Task description:
Below are records; copy every line in them that holds the word "DGBatch".

Dataset:
PR #380, opened 2026-01-09
Forced Dedup hook runs at the end

benjaminnNgo:
### Summary / Description

Temporary force dedup hook runs at the end until "seedable" and instance-level requirement is introduced to `DGHook`.

**Related Issues:** #285 
**Future Issue:** #381 (Reference for visibility)

#### Type of Change

- [ ] Bug fix
- [ ] New feature
- [ ] Breaking Change
- [x] Refactoring
- [ ] Documentation update

#### Test Evidence

Describe how this PR has been tested.

- [x] Unit tests
- [ ] Integration tests
- [ ] Performance tests

#### Questions / Discussion Points

List any areas where you’d like reviewer input or have open questions.

PR #396, opened 2026-02-16
Make hooks seedable and added instance-level properties

### LINKED ISSUE #381: Instance-Level Hook Resolution, with seedable requirements

ntgbaoo:
### Summary / Description

This PR covered:
- Made `requires` and `produces` as instance-level variables for each hook
- Added `id` to each hook constructor
- Removed [hack that forces the dedup hook always run at the end ](https://github.com/tgm-team/tgm/pull/380)

**Related Issues:** #381

#### Type of Change

- [ ] Bug fix
- [x] New feature
- [ ] Breaking Change
- [X] Refactoring
- [ ] Documentation update

#### Test Evidence

- [X] Unit tests
- [ ] Integration tests
- [ ] Performance tests

I will add this function to `BaseDGHook`:
```python
    def add_attribute_to_batch(self, batch: DGBatch ,name: str, value: Any) -> None:
        """
        Add a new attribute to providede batch.

        If `id` is specified, the new attribute name will be appended with the given `id` as a suffix.
        """
        if self.id:
            name = f'{name}_{self.id}'
        setattr(batch, name, value)
```

I will refactor our code so we use this method every time we add a new attribute to the batch

This is a draft, and unit tests will be added to improve codecov.

### DIFF
--- a/tgm/hooks/base.py
+++ b/tgm/hooks/base.py
@@ -66,8 +66,8 @@ class BaseDGHook(ABC):
     def reset_state(self) -> None:
         pass
 
-    def add_attribute_to_batch(self, batch: DGBatch, name: str, value: Any) -> None:
-        """Add a new attribute to providede batch.
+    def add_batch_attribute(self, batch: DGBatch, name: str, value: Any) -> None:
+        """Add a new attribute to provided batch.
 
         If `_id` is specified, the new attribute name will be appended with the given `id` as a suffix.
         """
@@ -90,6 +90,12 @@ class StatefulHook(BaseDGHook):
 
 @dataclass(eq=False)
 class SeedableHook(BaseDGHook):
+    """Base class for hooks that can take additional attributes.
+
+    Example hooks that are `seedable`: `DeduplicationHook` which finds set of unique nodes ID on `seed_keys` beyond `src` and `dst`.
+    `SeedableHook` are compatible with both `StatelessHook` and `StatefulHook`.
+    """
+
     seed_keys: List[str] | None = field(default_factory=list)
 
     def __post_init__(self) -> None:
--- a/tgm/hooks/base.py
+++ b/tgm/hooks/base.py
@@ -2,7 +2,7 @@ from __future__ import annotations
 
 from abc import ABC, abstractmethod
 from dataclasses import dataclass, field
-from typing import Any, Protocol, Set, runtime_checkable
+from typing import Any, List, Protocol, Set, runtime_checkable
 
 from tgm import DGBatch, DGraph
 
@@ -11,9 +11,13 @@ from tgm import DGBatch, DGraph
 class DGHook(Protocol):
     r"""The behaviours to be executed on a DGraph before materializing."""
 
-    requires: Set[str]
-    produces: Set[str]
     has_state: bool
+
+    @property
+    def requires(self) -> Set[str]: ...
+
+    @property
+    def produces(self) -> Set[str]: ...
 
     def __call__(self, dg: DGraph, batch: DGBatch) -> DGBatch: ...
 
@@ -24,19 +28,35 @@ class DGHook(Protocol):
 class BaseDGHook(ABC):
     """Base class for hooks."""
 
-    requires: Set[str] = field(default_factory=set)
-    produces: Set[str] = field(default_factory=set)
-    id: str | None = None
+    _cls_requires: Set[str] = field(default_factory=set, init=False, repr=False)
+    _cls_produces: Set[str] = field(default_factory=set, init=False, repr=False)
+
+    _requires: Set[str] = field(default_factory=set)
+    _produces: Set[str] = field(default_factory=set)
+
+    _id: str | None = None
+
     has_state: bool = False
 
     def __post_init__(self) -> None:
-        if self.id:
-            self.produces = {f'{p}_{self.id}' for p in self.produces}
+        self._requires.update(type(self).__dict__.get('_cls_requires', set()))
+        self._produces.update(type(self).__dict__.get('_cls_produces', set()))
+
+    @property
+    def produces(self) -> Set[str]:
+        if self._id is None:
+            return self._produces
+        else:
+            return {f'{p}_{self._id}' for p in self._produces}
+
+    @property
+    def requires(self) -> Set[str]:
+        return self._requires
 
     def __repr__(self) -> str:
         cls_name = self.__class__.__name__
-        if self.id:
-            cls_name = f'{cls_name}_{self.id}'
+        if self._id:
+            cls_name = f'{cls_name}_{self._id}'
         return cls_name
 
     @abstractmethod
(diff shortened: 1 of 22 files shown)


tgm/hooks/dedup.py
```diff
@@ -16,27 +18,31 @@ class DeduplicationHook(StatelessHook):
     Note: Supports batches with or without negative samples and multi-hop neighbors.
     """
 
-    requires = {'edge_src', 'edge_dst'}
-    produces = {'unique_nids', 'global_to_local'}
+    def __init__(self, seed_nodes_keys: List[str] = [], id: str | None = None) -> None:
```
Jacob-Chmura: Default `seed_nodes_keys` should be `None` to prevent mutabel default argument issues.

tgm/hooks/dedup.py
```diff
@@ -16,27 +18,31 @@ class DeduplicationHook(StatelessHook):
...
+        super().__init__()
+        self.id = id
+        self.requires = {'edge_src', 'edge_dst'} | set(seed_nodes_keys)
+        self.produces = {'unique_nids', 'global_to_local'}
+        self.__post_init__()
```
Jacob-Chmura: This setup makes sense, but there are two points I think that are worth raising

- If somehow `self.__post_init__()` ends up being called twice (or more) the naming will be messed up
- Each new hooks must carefully follow the order of events we have here (super init, define custom attrs, call post init). 

The first may be an issue in case of nested object hierarchy I believe.

tgm/hooks/base.py
```diff
@@ -18,23 +20,40 @@ def __call__(self, dg: DGraph, batch: DGBatch) -> DGBatch: ...
...
-    requires: Set[str] = set()
-    produces: Set[str] = set()
+    requires: Set[str] = field(default_factory=set)
+    produces: Set[str] = field(default_factory=set)
+    id: str | None = None
     has_state: bool = False
 
+    def __post_init__(self) -> None:
+        if self.id:
+            self.produces = {f'{p}_{self.id}' for p in self.produces}
```
Jacob-Chmura: I'm not sure I have a better alternative off the top of my head, but what do you think about something like

```python
class BassDGHook(ABC):
    _cls_requires: Set[str] = field(default_factory=set, init=False, repr=False)
    _cls_produces: Set[str] = field(default_factory=set, init=False, repr=False)

    _requires: Set[str] = field(default_factory=set)
    _produces: Set[str] = field(default_factory=set)
    _id: str | None = None

def __post_init__(self):
    self._requires.update(self._cls_requires)
    self._produces.update(self._cls_produces)

@property
def produces(self) -> Set[str]:
    if self.id is None:
        return frozenset(self._produces)
    else:
        return frozenset({f'{p}_{self.id}' for p in self.produces})

@property
def requires(self) -> Set[str]:
    return frozenset(self._requires)
...

class SimpleHook(StatefulHook):
    _cls_requires = {'foo', 'bar'}
    _cls_produces = {'baz'}
    ...

class SeedableHook(StatefulHook):
    _cls_requires = {'foo', 'bar'}
    _cls_produces = {'baz'}
    
    seed_keys: List[str] = field(default_factory=list)

    def __post_init__(sefl):
        super().__post_init__() 
        self._requires.update(self.seed_keys)
```

Jacob-Chmura: I'm not 100% convinced of what I wrote above but the idea is

(a) prevent weird things happening with nested sub classes
(b) prevent user from directly modifying `requires/produces`
(c) non-seedable hooks (`SimpleHook`) should have no extra work required for hook setup

Patching `id` in the property getter has the downside that we must allocate this new set everytime `requires/produces` is called. But these are only really called outside of the hot path in the hook manager setup.

tgm/hooks/dedup.py
```diff
@@ -16,27 +18,31 @@ class DeduplicationHook(StatelessHook):
...
+        ]  # TODO: Need to retrieve seed nodes. Have NodeSeedable?
+        for node_attr in self.requires:
+            if not hasattr(batch, node_attr):
+                raise ValueError(f'Missing seed node attribut {node_attr}')
+
+            if 'nbr_nids' in node_attr:
+                for hop in range(len(batch.nbr_nids)):  # type: ignore[attr-defined]
+                    nbr_nodes = batch.nbr_nids[hop].flatten()  # type: ignore[attr-defined]
+                    nbr_mask = nbr_nodes != PADDED_NODE_ID
+                    nids.append(nbr_nodes[nbr_mask].flatten().to(batch.edge_src.device))
```
Jacob-Chmura, line 45: Hmm, this makes sense, but makes me think that our nbr sampler should output seperate produces for each hop maybe? Like `nbr_nids_hop_0`, etc? I'm not sure about that, but I don't see a workaround othe than what you implemented here.

Do we really need the device transfer here? Or do we get away without it?

tgm/hooks/dedup.py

Solution:
    def add_attribute_to_batch(self, batch: DGBatch ,name: str, value: Any) -> None:
-    def add_attribute_to_batch(self, batch: DGBatch, name: str, value: Any) -> None:
+    def add_batch_attribute(self, batch: DGBatch, name: str, value: Any) -> None:
 from tgm import DGBatch, DGraph
@@ -11,9 +11,13 @@ from tgm import DGBatch, DGraph
     def __call__(self, dg: DGraph, batch: DGBatch) -> DGBatch: ...
@@ -18,23 +20,40 @@ def __call__(self, dg: DGraph, batch: DGBatch) -> DGBatch: ...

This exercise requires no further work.